- Location: Oued Zem, Morocco
- Date: 20 August 1955
- Deaths: 50–75/77 (French sources), +100 (according to Moroccan testimonies)
- Victims: French-colons
- Perpetrators: Moroccan tribemen
- Motive: Anti-colonialism, Revenge for the exile of Mohamed V

= Massacre of Oued-Zem (1955) =

The Massacre of Oued-Zem was a popular Moroccan uprising by the tribes surrounding Oued Zem, following the forced deposition of Mohammed V of Morocco. This event led to the killing of European settlers in the city and clashes with local law enforcement.

== History ==
The massacre was the direct result of the forced exile of Mohamed V, who was later sent into exile in Madagascar and replaced by a distant cousin, Mohamed Ben Arafa. In response, on 19 August 1955 (according to Moroccan sources, with almost no trace in French ones), over ten thousand Moroccans took to the streets of Oued Zem to demand the return of their Sultan. French forces on-site violently suppressed the demonstration, killing more than 12,000 Moroccans (considered martyrs in Morocco). The next day, the tribes returned to the city.

== Massacre ==
The tribes affected by the events included the Bani Smir, Smaala, the remaining Ouardigha tribes, and the Beni Khirane. Among them, the Smaala stood out as they led the charge into the city.

It all began around 8 a.m., when the insurgents reached Bou Jaad. By 8:30, groups of Beni Khirane entered the city by truck and horseback. Around 9 a.m., the Smaala, Bani Smir, and Beni Khirane tribes stormed the city. Over 20,000 men attacked the city, similar to razzias, even attacking the hospital. At 11 a.m., the 2nd Battalion of the 4th R.E.I was alerted to the atrocities in Oued Zem. Armed with axes, sticks, stones, and rifles, Moroccans shot at and stoned the French gendarmes in Oued Zem. One of them, gendarme Soumagne, was fatally wounded. For several hours, Lieutenant Bach and his men attempted to hold off the Smaala forces, both on foot and horseback, most armed with rifles, from the European quarter until reinforcements arrived. The gendarmerie on site reported between 50 and 75 Europeans killed (over 77 according to the Foreign Legion). Additionally, 19 security force members were killed.

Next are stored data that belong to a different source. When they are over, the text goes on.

PR #79, opened 2024-10-26
Max7219 LED Driver

gsexton:
This commit adds a driver for the Maxim 7219 LED Driver.


gsexton:
@maruel Is there something broken? It's showing a fail on codecov/project.

maruel:
Can you rebase on main? I just merged https://github.com/periph/devices/pull/80 which should fix the regression because I just reenabled codecov but the project coverage was too low.

max7219/example_test.go
```diff
@@ -0,0 +1,82 @@
...
+	var matrix = false
+	matrixUnits := 1
+	var err error
+	_, err = host.Init()
+	if err != nil {
+		log.Fatal(err)
+	}
+	if _, err = driverreg.Init(); err != nil {
+		log.Fatal(err)
+	}
```
maruel, line 30: I'd recommend:

```
if _, err := host.Init(); err != nil {
  log.Fatal(err)
}
```

driverreg.Init() is redundant. err gets defined at line 32 so no need to define it explicitly.

max7219/example_test.go
```diff
@@ -0,0 +1,82 @@
...
+	"periph.io/x/conn/v3/driver/driverreg"
+	"periph.io/x/conn/v3/spi/spireg"
+	"periph.io/x/devices/v3/max7219"
+	"periph.io/x/host/v3"
+)
+
+// basic test program. To do a numeric display, set matrix to false and
+// matrixUnits to 1.
+func Example() {
+	var matrix = false
```
maruel, line 21:
```
matrix := false
```

max7219/max7219.go
```diff
@@ -0,0 +1,458 @@
...
+		w[ix*2+1] = data
+	}
+	return d.conn.Tx(w, nil)
+}
+
+// NewSPI creates a new Max7219 using the specified spi.Port. units is the number
+// of Max7219 chips daisy-chained together. numDigits is the number of digits
+// displayed.
+func NewSPI(p spi.Port, units, numDigits int) (*Dev, error) {
+	if numDigits <= 0 {
```
maruel, line 126: `|| numDigits/units > 8`

but the units <= 0 check would have to be done first.

max7219/max7219.go
```diff
@@ -0,0 +1,458 @@
...
+		return nil, errors.New("invalid value for number of digits")
```
maruel, line 127: I'd prefer the errors to be prefixed with "max7219: "

max7219/max7219.go
```diff
@@ -0,0 +1,458 @@
...
+	// DecodeNone is RAW mode, or not decoded. For each byte, bits that are
+	// one are turned on in the matrix, and bits that are 0 turn off the
+	// led at that row/column.
+	DecodeNone DecodeMode = 0
+)
+
+// Type for a Maxim MAX7219/MAX7221 device.
+type Dev struct {
+	conn spi.Conn
+	mu   sync.Mutex
```
maruel, line 55: I don't believe this device should be thread safe, I'd personally skip on the locking and would expect the caller to ensure locking. That's what most devices do.

max7219/max7219.go
```diff
@@ -0,0 +1,458 @@
...
+	units int
+	// The number of digits (or the NxN matrix size) in this display.
+	digits byte
+	// charset is the character set for matrix display use. The first index
+	// is the code point (e.g. 0x20=32=space. The second index is the 8 byte
+	// raster values for each line in the matrix.
+	glyphs [][]byte
+}
+
+// emptyBytes creates a slice of empty bytes (digit values or byte values)
```
maruel, line 68: If you stop trying to make the Dev thread safe, then this can be a property of Dev that you initialize once.

max7219/max7219.go
```diff
@@ -0,0 +1,458 @@
...
+		return d.WriteCascadedUnits(writeData)
+	}
+	return nil
+}
+
+// WriteInt provide a convenience method that displays the specified integer
+// value on the display. It will work for either matrixes (with a glyph set)
+// or numeric displays.
+func (d *Dev) WriteInt(value int) error {
+	var digits int
```
maruel, line 399:
```
digits := d.units
if d.decode != DecodeNone {
  digits *= int(d.digits)
}
```

maruel (approved):
Thanks! A few minors comments but nothing really blocking.

max7219/max7219.go
```diff
@@ -0,0 +1,440 @@
+// Copyright 2024 The Periph Authors. All rights reserved.
+// Use of this source code is governed under the Apache License, Version 2.0
+// that can be found in the LICENSE file.
+//
```
maruel, line 4: Oops, you need to not put the `//` here otherwise the copyright will appear in the package documentation.

max7219/max7219.go
```diff
@@ -0,0 +1,440 @@
...
+		{_REGISTER_DISPLAY_TEST, 0x0},
+		{_REGISTER_SHUTDOWN, 0x00},
+		{_REGISTER_INTENSITY, 0x08},
+		{_REGISTER_SCAN_LIMIT, d.digits - 1},
+		{_REGISTER_SHUTDOWN, 0x01}}
+
+	for _, cmd := range initCommands {
+		err := d.sendCommand(cmd[0], cmd[1])
+		if err != nil {
+			log.Println(err)
```
maruel, line 92: In a follow up, it'd be nicer to return the error here, and down below too.

max7219/max7219.go
```diff
@@ -0,0 +1,440 @@
...
+		return nil, errors.New("max7219: invalid value for number of digits")
+	}
+
+	// It works in Mode0, Mode2 and Mode3.
+	c, err := p.Connect(10*physic.MegaHertz, spi.Mode0, 8)
+	if err != nil {
+		return nil, fmt.Errorf("max7219: %v", err)
+	}
+	d := &Dev{conn: c, digits: byte(numDigits), units: units, glyphs: nil}
+	d.init()
```
maruel, line 135: then check for the return value and fail accordingly.

max7219/max7219.go
```diff
@@ -0,0 +1,440 @@
...
+		return nil, errors.New("max7219: invalid value for number of cascaded units")
+	}
+	if numDigits <= 0 || numDigits > 8 {
+		return nil, errors.New("max7219: invalid value for number of digits")
+	}
+
+	// It works in Mode0, Mode2 and Mode3.
+	c, err := p.Connect(10*physic.MegaHertz, spi.Mode0, 8)
+	if err != nil {
+		return nil, fmt.Errorf("max7219: %v", err)
```
maruel, line 132: In a follow up; you want `fmt.Errorf("max7219: %w", err)`. The %w means that the error will be properly wrapped. See https://go.dev/blog/go1.13-errors#wrapping-errors-with-w

max7219/max7219.go
```diff
@@ -0,0 +1,440 @@
...
+// SetIntensity controls the brightness of the display. The allowed range for
+// intensity is from 0-15. Keep in mind that the brighter display, the more
+// current drawn.
+func (d *Dev) SetIntensity(intensity byte) error {
+	return d.sendCommand(_REGISTER_INTENSITY, intensity&0x0f)
+}
+
+// TestDisplay turns on the 7219 display mode which set all segments (or LEDs) on,
+// and  the intensity to maximum. If you're using multiple units, you should be
+// aware  of the current draw, and limit how long you leave this on.
```
maruel, line 266: double spaces twice.

maruel (approved):
I noticed a few other items but they can be done in a follow up.

max7219/max7219.go
maruel: Resolving so I can merge.

max7219/max7219.go
maruel: Resolving so I can merge.

max7219/max7219.go
maruel: Resolving so I can merge.

max7219/max7219.go
maruel: Resolving so I can merge.

max7219/max7219.go
maruel: Resolving so I can merge.

maruel:
Thanks!

PR #81, opened 2024-11-08
scd4x: SCD4x CO2 Sensor - Initial Add

gsexton:
@maruel I'm mostly liking they way I did the unit tests. I get live device, and playback testing without lots of extra code.

What are your thoughts? Do you have any ideas on making it more elegant?

### DIFF
--- a/scd4x/scd4x_test.go
+++ b/scd4x/scd4x_test.go
@@ -1,0 +1,439 @@
+// Copyright 2024 The Periph Authors. All rights reserved.
+// Use of this source code is governed under the Apache License, Version 2.0
+// that can be found in the LICENSE file.
+//
+// Unit tests for the package. Note that this supports running on a live
+// sensor, or using playback mode to simulate a live device.
+//
+// To use a live device, define the environment variable SCD4X and run go test.
+
+package scd4x
+
+import (
+	"fmt"
+	"os"
+	"testing"
+	"time"
+
+	"periph.io/x/conn/v3/i2c"
+	"periph.io/x/conn/v3/i2c/i2creg"
+	"periph.io/x/conn/v3/i2c/i2ctest"
+	"periph.io/x/conn/v3/physic"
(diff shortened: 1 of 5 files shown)


maruel:
Thanks! Will look later.

scd4x/scd4x_test.go
```diff
@@ -0,0 +1,439 @@
...
+	{Addr: SensorAddress, W: []uint8{0x20, 0x2f}, R: []uint8{0x4, 0x41, 0xe}},
+	{Addr: SensorAddress, W: []uint8{0x23, 0x22}, R: []uint8{0x6, 0x44, 0x22}},
+	{Addr: SensorAddress, W: []uint8{0x23, 0x18}, R: []uint8{0x5, 0xda, 0x29}},
+	{Addr: SensorAddress, W: []uint8{0x36, 0x46}}}
+
+var basicStartup = []i2ctest.IO{
+	{Addr: SensorAddress, W: []uint8{0x36, 0xf6}},
+	{Addr: SensorAddress, W: []uint8{0x21, 0xb1}}}
+
+func init() {
```
maruel, line 97: Another way would be to use TestMain as described at https://pkg.go.dev/testing#hdr-Main.

```
func TestMain(m *testing.M) {
  flag.BoolVar(&liveDevice, "live", os.Getenv("SCD4X")!="", "Run unit test on a live device (a smoke test). Set automatically if env var SCD4X is set")
  m.Run()
}
```

maruel (approved):

maruel:
> @maruel I'm mostly liking they way I did the unit tests. I get live device, and playback testing without lots of extra code.
> 
> What are your thoughts? Do you have any ideas on making it more elegant?

Generally I've put these into cmd smoketest but I don't mind much, this is fine.

maruel:
None of the comments are blocking so I'll merge right away, you can do a follow up if you want but it's not required.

Among the leaders of the massacre was caïd Bel Hajj [al-Smaali], from the Smaala tribe and an influential caïd. Also leading was chief Bendaoud ben al-Ghazwani al-Smiri from the Bani Smir, who led part of the massacre and killed five French citizens, fighting to the end and refusing to surrender.

== Aftermath ==
On 30 August 1955, a large portion of the massacre participants surrendered and requested aman (a traditional act of clemency), offering their submission in exchange for peace. Their plea was accepted, and they sacrificed 12 young cattle.

On 20 August 2023, for the 68th anniversary of the events, a group of 2,000 descendants of martyrs sent a letter regarding the crimes of 19 August 1955 to the President of the French Republic, Emmanuel Macron, but it went unanswered.